Giving Neural Networks an Immune System

Date

Author

By Simon Morrow
Figure of Adaptive/Computational Immune Systems

Ren Wang, an assistant professor in the Department of Electrical and Computer Engineering at Illinois Institute of Technology, has received a Ralph E. Powe Junior Faculty Enhancement Award from Oak Ridge Associated Universities (ORAU) for his research using insights from the human adaptive immune system to make artificial intelligence systems more resilient. 

The use of AI in everyday applications is increasing rapidly, such as natural language processing by ChatGPT and facial recognition by smartphones. But the black box nature of these systems has made it difficult to develop techniques for keeping them safe from errors or attacks. 

From humans making themselves invisible to AI using specially designed T-shirts to autonomous cars crashing, AI’s proliferation in real-world applications has led to real consequences when an AI system makes an error or encounters something it wasn’t trained to deal with. 

“This is a very, very dangerous phenomenon,” says Wang. “A very small perturbation can lead to a totally wrong answer. For example, the AI model might predict a speed limit sign when there is actually a stop sign.”

With neural networks already borrowing from the brain, Wang says that looking to the immune system for defense techniques is a natural fit for making AI models more robust. 
Wang is focusing on certain elements of the adaptive immune system, such as examining how B cells are generated, proliferated, and utilized in the body. 

“B cells generate antibodies to defend against certain types of attack, and that attack could be any antigen,” says Wang. “We hope to learn from this whole process and to capture some important patterns that we can use to improve the AI system.”

Wang is aiming to develop general techniques that could be adopted by a broad range of AI systems, but he is also specifically applying his findings to power system applications driven by AI. These applications, such as power system control and stability analysis, require high levels of robustness. 
Incorporating physical constraints in the adaptive immune-inspired learning approach, initially to simple structures and later to complex power grids, will result in robust models that require less data and have a more refined search space.

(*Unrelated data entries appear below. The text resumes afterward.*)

PR #143, opened 2026-06-30
fix: support RTL in GlassTabBar.bottom indicator and hit-testing

### LINKED ISSUE #142: GlassTabBar.bottom: RTL not supported — pill and tap hit-testing land on the mirror-image tab
### Summary

`GlassTabBar.bottom` (and the deprecated `GlassBottomBar`) does not handle RTL `Directionality`. Under RTL the selected pill indicator and the tap/drag hit-testing land on the **mirror-image** tab.

### Why it happens

The indicator/gesture coordinate system and `AnimatedGlassIndicator` operate in **physical, left-anchored alignment space** (`x == -1` is always the left edge):

- `TabDragGestureMixin.computeTabAlignment(index)` → `DraggableIndicatorPhysics.computeAlignment(index, count)` maps index `0` to the physical **left**.
- `onBarTapDown` / `onBarDragEnd` map a physical pointer position back to an index assuming the same left-anchored space.

But the tab `Row`s in `tab_bar_bottom_layout.dart` use a plain `Row`, which honours the ambient `Directionality` and visually **reverses** under RTL. So the first tab is drawn on the right, while the indicator (and hit-testing) still treat index `0` as the left edge — they disagree.

### Steps to reproduce

```dart
Directionality(
  textDirection: TextDirection.rtl,
  child: GlassTabBar.bottom(
    tabs: const [
      GlassTab(label: 'Home',    icon: Icon(CupertinoIcons.home)),
      GlassTab(label: 'Search',  icon: Icon(CupertinoIcons.search)),
      GlassTab(label: 'Profile', icon: Icon(CupertinoIcons.person)),
    ],
    selectedIndex: 0,
    onTabSelected: (i) => print(i),
  ),
)
```

### Expected

- First tab (`Home`) renders on the trailing (right) edge.
- The pill sits on the selected tab.
- Tapping `Home` reports index `0`.

### Actual

- `Home` renders on the right, but the pill is drawn on the **left** (index 0 → physical left).
- Tapping `Home` (right edge) reports the **last** index (`2`) instead of `0`.

### Workaround

Consumers currently have to force `Directionality.ltr` and reverse the tab list + index + callback by hand, e.g.:

```dart
Directionality(
  textDirection: TextDirection.ltr,
  child: GlassTabBar.bottom(
    tabs: tabs.reversed.toList(),
    selectedIndex: count - 1 - currentIndex,
    onTabSelected: (i) => onTap(count - 1 - i),
    ...
  ),
)
```

This should be handled inside the widget.

### Environment

- liquid_glass_widgets: 0.19.5

I have a fix + regression test ready and will open a PR referencing this issue.

naeemeltaief:
## What

Fixes RTL support for `GlassTabBar.bottom` (and the deprecated `GlassBottomBar` shim).

Closes #142.

## Problem

The indicator/gesture coordinate system and `AnimatedGlassIndicator` operate in **physical, left-anchored** alignment space (`x == -1` is always the left edge):

- `computeTabAlignment(index)` → `DraggableIndicatorPhysics.computeAlignment(index, count)` maps index `0` to the physical left.
- `onBarTapDown` / `onBarDragEnd` map a physical pointer position back to an index in the same space.

But the tab `Row`s in `tab_bar_bottom_layout.dart` use a plain `Row`, which honours the ambient `Directionality` and visually **reverses** under RTL. The two disagree, so under RTL the selected pill and the tap/drag hit-testing land on the **mirror-image** tab — tapping the first (right-edge) tab selects the last index.

This forced consumers to wrap the bar in `Directionality.ltr` and reverse the tab list, selected index and callback by hand.

## Fix

Contained to `tab_bar_bottom_layout.dart`. In `_buildBar`, when the ambient direction is RTL:

- reverse the tab data,
- mirror the selected index (`count - 1 - selectedIndex`),
- mirror the tap callback (`onTabSelected(count - 1 - i)`),
- pin the bar's internals to `Directionality.ltr` so the physical coordinate space stays consistent with the (now-normalised) tab order.

Net effect under RTL: correct ordering — the first tab sits on the trailing (right) edge — with the pill and hit-testing aligned to it. LTR is an exact no-op (same widget tree as before). All physics (jelly drag, spring, sway) keep running in their original LTR space, so behaviour is unchanged there.

## Tests

Adds `test/widgets/surfaces/tab_bar_bottom_layout_rtl_test.dart`:

- **tap → logical index** under RTL: tapping `Home` (rendered on the right) reports index `0`; tapping `Profile` (left) reports `2`. This test **fails on `main`** (reports the mirrored index) and passes with the fix.
- **ordering**: the first tab renders to the right of the last tab and past the horizontal centre.

Existing bottom-bar suites (`glass_bottom_bar_test.dart`, `glass_bottom_bar_drag_test.dart`, `glass_bottom_bar_coverage_test.dart`, `glass_tab_bar_constructors_test.dart`) all still pass. `flutter analyze` is clean.

## Notes

- Scoped to the bottom placement (the reported case). The searchable layout likely needs the same treatment; happy to follow up in a separate PR if you'd like.

### DIFF
--- a/CHANGELOG.md
+++ b/CHANGELOG.md
@@ -1,3 +1,15 @@
+# Unreleased
+
+- **`GlassTabBar.bottom` / `GlassBottomBar`** — fixes RTL support (#142, @naeemeltaief).
+  The indicator/gesture coordinate system operates in physical (left-anchored) alignment
+  space while the tab `Row`s honour the ambient `Directionality`, so under RTL the pill and
+  the tap/drag hit-testing landed on the mirror-image tab. The bottom layout now normalises
+  the tab order, selected index and tap callback for RTL and pins *only the tab rows* to LTR,
+  so the first tab sits on the trailing edge with the pill and hit-testing aligned to it.
+  `indicatorExpansion` / `tabPadding` continue to resolve against the ambient direction, so
+  `EdgeInsetsDirectional` values still work in RTL. Consumers no longer need to force
+  `Directionality.ltr` and reverse tabs by hand.
+
 # 0.19.5
 
 - **`LiquidGlassSettings`** — adds `platformViewFallbackColor` (#138, @jfhair). Splits
--- a/lib/widgets/surfaces/shared/tab_bar_bottom_layout.dart
+++ b/lib/widgets/surfaces/shared/tab_bar_bottom_layout.dart
@@ -144,6 +144,19 @@ class _TabBarBottomLayoutState extends State<TabBarBottomLayout> {
   // Both bars reference kBottomBarGlassDefaults so their glass is guaranteed identical.
   static const _defaultGlassSettings = kBottomBarGlassDefaults;
 
+  /// Lays out the tab [Row] in physical (LTR) order regardless of the ambient
+  /// direction, so the first child is on the left — matching the indicator and
+  /// gesture coordinate space. RTL ordering is carried by the reversed tab data
+  /// in [_buildBar], not by the ambient direction of these Rows. Scoping the
+  /// pin to the Rows keeps `Directionality.of(context)` intact for the rest of
+  /// the subtree (notably [indicatorExpansion] / [tabPadding] resolution).
+  static Widget _ltrTabRow({required List<Widget> children}) {
+    return Directionality(
+      textDirection: TextDirection.ltr,
+      child: Row(children: children),
+    );
+  }
+
   @override
   Widget build(BuildContext context) {
     if (!widget.adaptiveBrightness && widget.brightnessOverride == null) {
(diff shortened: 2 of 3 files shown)


sdegenaar:
Hey @naeemeltaief,
Good work on this — the bug is real and the normalisation approach is the right way to handle it.

One thing to verify before we merge: the PR description mentions pinning the entire bar to Directionality.ltr. If that's the case it's too broad — indicatorExpansion and tabPadding are both resolved against Directionality.of(context) inside TabIndicator, so wrapping the full bar will break any RTL consumer passing EdgeInsetsDirectional values. The pin should only be on the two inner Row widgets, not the whole bar subtree. Can you confirm the actual scope of the wrap?

Also agreeing with Copilot on swapping .first for .hitTestable() in the tests — minor but the right call given the overlapping stack. Happy to review again with changes and confirmation.

Cheers

naeemeltaief:
Thanks for the careful review — both points were spot on.

**Scope of the LTR pin.** You're right, wrapping the whole bar was too broad. `TabIndicator` resolves `indicatorExpansion` and `tabPadding` against `Directionality.of(context)`, so the full-subtree wrap would have forced those to LTR and silently dropped any `EdgeInsetsDirectional` an RTL consumer passes.

I've narrowed the pin to just the two tab `Row`s via a small `_ltrTabRow` helper. The reasoning that lets this work: the indicator alignment (`computeAlignment(index, count)`), the `AnimatedGlassIndicator` position, and the gesture math (`alignmentFromGlobal` off the render box) are all already direction-independent / physical — the *only* direction-sensitive piece was the tab Rows reversing under RTL. So pinning just the Rows is enough to line their physical order up with the coordinate space, and `Directionality.of(context)` stays intact for the rest of the subtree. Confirmed `indicatorExpansion` / `tabPadding` now resolve against the ambient direction again.

**Tests.** Switched to `.hitTestable()`. One wrinkle worth flagging: with `MaskingQuality.off` every label is drawn twice — the base unselected row plus the vibrant selected-overlay row — so each label still matches two hit-testable widgets and a bare `.hitTestable()` is ambiguous for `tap()`/`getCenter()`. I settled on `.hitTestable().first`, which keeps the occlusion-safe filtering while deterministically resolving to the base row (whose text sits at the tab's real on-screen position). Open to a different approach if you'd prefer.

I also re-verified the regression test against pristine `0.19.5`: the tap-to-index test fails there (tapping the first tab reports the last index) and passes with the fix. Full bottom-bar suite (119 tests) stays green and `flutter analyze` is clean. CHANGELOG updated to reflect the narrower scope.

Branch is force-pushed with the amended commit. Thanks again!

sdegenaar:
Hey @naeemeltaief,
Thank you so much for your contribution here. It has been committed as part of v0.19.7 and you have been credited in the changelog. Thanks again for your great work. These contribution really help!

Cheers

“I believe that this is a very novel idea,” says Wang, “and I believe this adaptive immune-inspired system will be very powerful.”

The Powe Award is given annually by ORAU to provide seed money for junior faculty members with great potential for scientific research in their field of study. Wang was one of 35 recipients of the award out of 167 applications to be selected in 2023.   

“It is a tremendous honor to have been selected as one of this year’s awardees, and I am immensely grateful,” says Wang.

Wang also recently received a Computer and Information Science and Engineering Research Initiation Initiative award from the National Science Foundation.

Image: The process of the adaptive immune system developing solutions to remove antigens inspires the computational system model for developing solutions to remove adversaries. Information collected from the power grid and physical constraints are used in the practical implementation of the computational system.